Bu dönemde laik eğitim adı altında askerlik dersi, resmigeçit törenleri, üniforma ve andımız gibi militarist uygulamaların yanı sıra ders kitaplarının da laik Kemalist öğretinin esaslarına göre hazırlandığını görmekteyiz. Çünkü CHP'ye göre laiklik "sadece din ile siyasetin arasında bir alaka kurulmaması değil sosyal hayatın her yönü ile din arasında bir münasebet kurulmamasıydı! Bu yüzdendir ki bilhassa dindar kesime dönük layık görülen uygulamalar akıl alır gibi değildi. Laiklik adı altında Hacca gitmenin yasaklandığı, Tanrı yerine Allah diyenin cezalandırılması gerektiği, şapka kanuna muhalefetten insanların idam edildiği -ki bana göre ilk başörtüsü zulmü erkeklere uygulanmıştır- camilerin tasfiye edildiği, birçoğunun halkevine çevrildiği ya da depo olarak kullanıldığı, ezanın Türkçe okutulduğu gibi buraya yazmakla bitiremeyeceğimiz bir yığın baskı ve zulümler uygulandı. Ne uğruna? Laik, bilimsel, akılcı, çağdaş, ilerici, Kemalist bir nesil yetiştirmek uğruna? Laik eğitim, aklın ve bilimin öncülüğünde milyonlarca insanın geleceğinin heba edildiği bir eğitim zihniyetinin adıdır.

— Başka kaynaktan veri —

PR #3674, opened 2022-08-04
Attempt to fix labeler permissions

falbrechtskirchinger:
Change trigger to `pull_request_target` for write permissions and limit permissions to minimum required.

### DIFF
--- a/.github/workflows/labeler.yml
+++ b/.github/workflows/labeler.yml
@@ -1,10 +1,14 @@
 name: "Pull Request Labeler"
 
 on:
-  - pull_request
+  pull_request_target:
+    types: [opened, synchronize]
 
 jobs:
-  build:
+  label:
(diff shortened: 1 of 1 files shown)


nlohmann:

90 yıldır Türkiye'de yaşayan milyonlarca çocuğa laik eğitim adı altında reva görülenler de ortada.Her gün asker komutlarıyla ultra ırkçı bir yemin metnini ezberlemeleri, resmigeçit törenlerinde marşlar eşliğinde yürümeleri, medeniyet bilincinden yoksun, ruhsuz, uyuşuk, tek bir anlayışın esiri/kölesi, militarist, milliyetçi, farklılıkları tehdit unsuru olarak gören, dillerden, dinlerden ve mezheplerden korkan,tek kıyafete mahku00fbm bırakılmış sömürgeci bir ülkenin özgüvenden yoksun, başarısız, idealsiz, basiretsiz çocuklarını eğitmek/öğütmek.. Bu yüzdendir ki bu eğitim sistemi insan fıtratına yapılmış çok ciddi bir müdahaledir.Laik eğitim sistemi 90 yıldır bu ülkenin çocuklarının en verimli en üretken en parlak çağlarını gasp etmiştir. Yaşam kadar önemli ve değerli en temel insan haklarından biri olan düşünme, düşüncelerini kontrol etme, yönlendirme ve tercihte bulunma haklarını ellerinden almıştır. Yapay korkular üreterek insanları birbirinden uzaklaştırmış, zihinleri tasnif ederek de merhametsiz ve kalitesiz bireylerin yetişmesine vesile olmuştur.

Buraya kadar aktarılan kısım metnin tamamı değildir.